Книга Рустама Каца — мифология особого рода. Она максимально приближена к дню сегодняшнему, многие герои «лунной» истории советской фантастики (а шире — литературы в целом) живут рядом с нами. Когда книга вышла первым изданием (Саратов: Изд-во Саратовского университета, 1993), она вызвала своего рода термоядерный взрыв. Свидетельство тому, во-первых, масса отзывов в прессе, во-вторых, большое число врагов, которых приобрел автор после ее публикации. А если кто-то начинает автора ненавидеть за его сочинение — это уже похвала высокого уровня. Ведь главное свидетельство успеха — накал страстей, которые вызывает книга.
Кстати, некоторые критики восприняли мифологию Каца как действительную историю советской фантастики.
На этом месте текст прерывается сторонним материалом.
Issue #1119, opened 2026-06-29
Replace hot-context managed block in CLAUDE.md/AGENTS.md with @import lines (single source of truth, kills drift footgun)


waleedkadous:
## Summary

Replace the materialized hot-context **managed block** in `CLAUDE.md` / `AGENTS.md` with Claude Code **`@import` lines** pointing at the hot files. Today the block inlines a *verbatim copy* of `codev/resources/arch-critical.md` + `lessons-critical.md` into both root docs — three copies of the same content (source + CLAUDE.md + AGENTS.md), a DRY violation, with a real drift footgun: edit a hot file, forget `codev update`, and the committed block silently goes stale (no test/`doctor` guard catches it).

Claude Code expands `@path` imports into context at session launch (transcluded, always-on — *not* lazy), so two import lines give the same always-on guarantee with a single source of truth and no copy to drift.

**Decision is locked (maintainer):** use `@import`. Do NOT add a drift-check, and do NOT worry about whether non-Claude AGENTS.md tools expand `@import` — out of scope.

## Prescribed implementation

1. **`lib/managed-block.ts` → `renderHotContextBlock`:** emit the two import lines instead of inlining file contents:
   ```
   @codev/resources/arch-critical.md
   @codev/resources/lessons-critical.md
   ```
   - **Keep the existing `<!-- BEGIN/END CODEV HOT CONTEXT -->` markers** around them. This is deliberate: it preserves the idempotent `upsertHotContextBlock`, so an existing adopter's *old inlined block* is auto-migrated to the `@import` form on their next `codev init`/`codev update`.
   - Keep the "generated — do not edit; edit the hot files" comment + the short intro lines.
   - Keep returning `''` when neither hot file resolves (callers leave the doc untouched).
   - Only import a given file if it resolves (don't emit an `@import` for a hot file that isn't present).
2. **Keep `copyHotTierDefaults`** materializing the hot files into `codev/resources/` on init/adopt/update, and keep them user-data-protected — the `@import` only resolves if the file is on disk at that path. Paths are relative to the importing doc's dir (repo root), so `@codev/resources/...` is correct for both our repo and adopters.
3. **Do NOT change porch injection.** `commands/porch/prompts.ts` (`readHotTierFiles` → inline) must keep inlining the **live** hot content: porch prompts go straight to the model (consult/agent SDK), which does NOT expand `@import`. That path is already DRY-safe (reads source live) — leave it.
[...]

PR #1319, opened 2026-08-01
[Spec 1280] PR-1: correct the prompt-surface measurement instrument (no prompt surface touched)

waleedkadous:
## PR-1 of Spec 1280 — the corrected measurement instrument, landing early

**No prompt-surface file is touched by this PR.** That is the point: the instrument must be
correct and public *before* anything is scored by it. Spec 1280 criterion **M0b**, precedent
#1290.

### Why the old instrument couldn't score this project

`scripts/measure-prompt-surface.sh` (Spec 1252) was committed, deterministic, and wrong:

| # | Defect | Effect |
|---|---|---|
| 1 | Derived the phase-task term from `codev-skeleton/porch/prompts/` — a dead Ralph-SPIR-era tree with **no runtime consumer** — while `loadPromptFile` (`commands/porch/prompts.ts:78`) loads `protocols/<p>/prompts/` | Real SPIR phase prompts average 1,396 words; the dead tree averaged 400. **The metric was structurally blind to the largest always-on surface in the system** — cutting those prompts would have moved it by zero |
| 2 | Omitted `roles/builder.md` (1,837w), which `spawn-worktree.ts:854` injects into **every** builder spawn | 1,837 always-on words uncounted |
| 3 | Its own comment asserted `CLAUDE.md` "already inlines" the hot tier. Since #1119 (`managed-block.ts`) it carries `@import` lines, which are **transcluded** at session launch | `wc -w CLAUDE.md` excluded 736 always-loaded words |

**Reported baseline: 21,702 → 34,235.**

### A fourth inaccuracy, found while writing the tests — and it was mine

Include expansion was *additive*: it counted a `{{> path}}` directive's own tokens **plus** the
content substituted for them (~2 words per include). `expand_text` now performs real
substitution mirroring `lib/skeleton.ts resolveCodevIncludes` — regex replace in place,
recursive, depth-guarded, unresolved → empty.

This is why the figure is **34,235** and not the **34,255** quoted in the approved spec: a
20-word delta across 10 iterations. Size is reporting-only under the charter amendment
(2026-08-01), so no acceptance criterion moves — but the spec's number is superseded, and
`1280-word-baseline.md` says so in its header rather than quietly disagreeing.

### What's new in the instrument

- **Per-file four-tier resolution** (`.codev` → `codev` → skeleton), replacing two-tier
  *directory-level* selection that mis-measured single-file overrides
- **Exclusive buckets** (which sum) reported separately from **derived audience loads** (which
  overlap by design) — never presented as a sum
- **`TOTAL_AUTHORED`** on a deliberately different basis (physical files, no dedup, no
  expansion) across **all four skill trees**, so relocation can never be reported as deletion
- Protocols enumerated **from disk**, both trees unioned — including `release`, which is
  `codev/`-only and was missed by every earlier inventory

### Frozen pre-rewrite capability inventory (M5)

`codev/resources/1280-capability-inventory.json` — **57 capabilities, 47 present in served
prompts, 10 absent**. The 10 are pre-existing: porch delivers those gates and checks via task
JSON rather than authored prompt text. That asymmetry is captured as baseline state, not
something the rewrite must invent — and it confirms the soft-mode concern the plan raised for P6
is already real.

The inventory is extracted **over served prompt text, not `protocol.json`**. Extracting from
unchanged config would report every capability present even if every instruction vanished from
the prompts. Representation accepts a resolvable `{{> }}` include, so a conformant P6 rewrite
cannot fail M5.

**A `pipefail` bug in the extractor initially reported all 57 as absent**: `grep -q` exits on
first match, `printf` takes SIGPIPE, and the pipeline reports failure *because the match
succeeded*. Fixed with a here-string.

### Tests — the script had none, which is how three defects survived in a "committed and reproducible" artifact

22 passing: **T1** (sources the served directory, asserted against the real loader), **T1b**
(per-file four-tier, fixture with one overridden prompt), **T2** (phantom-savings: moving text
into an include is exactly neutral; non-markdown includes expand), **T3** (report completeness),
**T11** (buckets vs audience loads), **T12** (determinism), **T15** (relocation visible, never
reported as deletion), **T16** (manifest completeness — written now, before the first manifest
exists, because the guard must predate what it guards).

Full suite: **203 files, 4,063 tests, 0 failures.**

### Record correction

`1252-word-baseline.md` and `1252-word-after-phase7.md` are annotated **in place** — originals
preserved unaltered, marked superseded, with the reason and a pointer. They are shared knowledge
other work reads; the record gets corrected while this project builds, not after.
`1252-behavior-baseline.md` is **unaffected** (different instrument) and remains the valid
"before" for M8.

### Review note

Per **M11**, this batch is: 2 scripts · 2 test files · 3 artifacts · the manifest format. The
spec and plan artifacts also ride along (both gate-approved) so `main` carries the approved
documents early.


amrmelsayed:
## CI failure on this merge — diagnosed: runner-speed flake, not a regression

The `Tests` workflow failed on this PR's merge commit: `spec-1280-measurement-instrument.test.ts > honours PHASE_ITERS as a comparison constant` — **timed out at vitest's 5s default**.

Verified locally against the same main HEAD: all 20 tests pass, file total 23.5s. That test invokes the measurement script twice (`PHASE_ITERS: '1'` then `'2'`); on the shared CI runner the file ran ~26% slower than locally (29.6s), and those two sequential script invocations under parallel-suite load crossed 5s.

Suggested one-line fix for a follow-up (or PR-2 of the spec): give the script-invoking tests an explicit timeout budget, e.g. `it('honours PHASE_ITERS…', { timeout: 30_000 }, …)` — or a file-level `describe`-scoped timeout, since every test in this file shells out to the instrument and any of them could flake the same way on a slow runner.

Leaving the fix to the spec lane rather than hot-patching main. (Diagnosed from the main-architect session after the CI cron alert.)

amrmelsayed:
Rerun of the failed `Tests` job passed with zero changes — flake diagnosis confirmed, main is green again. The explicit-timeout suggestion above stands as the durable fix so the cron doesn't page on the next slow runner.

Так, в «Российской газете» вышла заметка под названием «Все о фантастах», где говорится буквально следующее: «Вышедшая недавно в издательстве Саратовского университета работа доктора филологических наук Р. Каца „История советской фантастики“ стала у местных книгочеев бестселлером. Прочитав ее, российский читатель узнает немало нового не только о хорошо знакомых авторах — А. Беляеве, А. Обольянинове, К. Булычеве, но и о тех, чьи имена были несправедливо забыты».
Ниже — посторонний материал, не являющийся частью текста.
PR #1325, opened 2026-08-01
[Bugfix #1323] Sandbox agy + metrics DB for every test suite

### LINKED ISSUE #1323: Test-suite consult runs escape isolation: real agy spawns (login-window burst) + user-global metrics DB pollution
## Observed (2026-08-01, ~05:56-05:59 local)

A builder (aspir-1286) ran the unit + CLI-integration suites plus manual real-agy verification. Within the same two-minute window the user got a burst of **dozens of agy login browser windows** — the #1077 forkbomb, back through a path the #1250 fix explicitly does not cover.

Evidence from the user-global consult metrics DB (`consult stats --json`):
- 8 gemini + 2 codex invocations timestamped within ~1.5s (12:58:57-58Z), all 0.0s duration
- `workspace_path` values are throwaway test dirs: `/var/folders/.../codex-test-mmxOf7`, `.../codev-consult-test-1785589137328`
- one gemini row carries `error_message: "agy timed out producing the review"` — a real agy spawn attempt from a test process
- An identical fingerprint exists from 2026-07-25 06:11 (8× gemini 0.0s + 2× codex 0.0s), so this happens on **every** suite run that exercises these paths; it only becomes visible when agy happens to want login (agy updated to 1.1.9 on 07-31, which triggered re-auth)

This also matches the earlier report on #1077 of a tab burst while running `pnpm --filter @cluesmith/codev test:e2e:cli`.

## Why the #1250 fix doesn't help here

Two deliberate design points of the auth cache compose badly in the test path:

1. `agyAuthCacheDisabled()` returns true under `VITEST` unless `CODEV_AGY_AUTH_CACHE_DIR` is set — correct for keeping unit tests off the developer's real `~/.cache/codev`, but it also means **burst protection is off** for any test that reaches the real lane. Spawned `codev consult` child processes inherit `VITEST` from the runner's env, so CLI-integration/e2e children are inert too.
2. Tests that don't pin a fake agy resolve the **real** binary from PATH. Pre-flight disabled + real binary = unconditional spawn per test = one login window per spawn when agy is unauthenticated.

Вот так мифология вторгается в жизнь и живет с нами на равных правах.
К
«Калевала»
Одним из первородных начал в космогонии карело-финских народов является пиво. Наряду с огнем, железом, кантеле и медведем пиво составляет основу жизни, и в «Калевале» в «Книге первородных начал» отдельная глава посвящена его появлению. Глава эта так и называется — «Рождение пива». В ней подробно описывается процесс варки, концовка же у главы следующая:
Собрал и записал «Калевалу» Элиас Лённрот в 20-40-е годы XIX века. Окончательный текст памятника был издан в 1849 году и составил в общей сложности 50 рун.
«Родиной этих поэм, — писал Лённрот в предисловии к книге, — является Карелия по обе стороны государственной границы Финляндии и России». Таким образом, район Калевалы — это карельское Беломорье, Олонец и прилегающие к ним карельские и финские территории.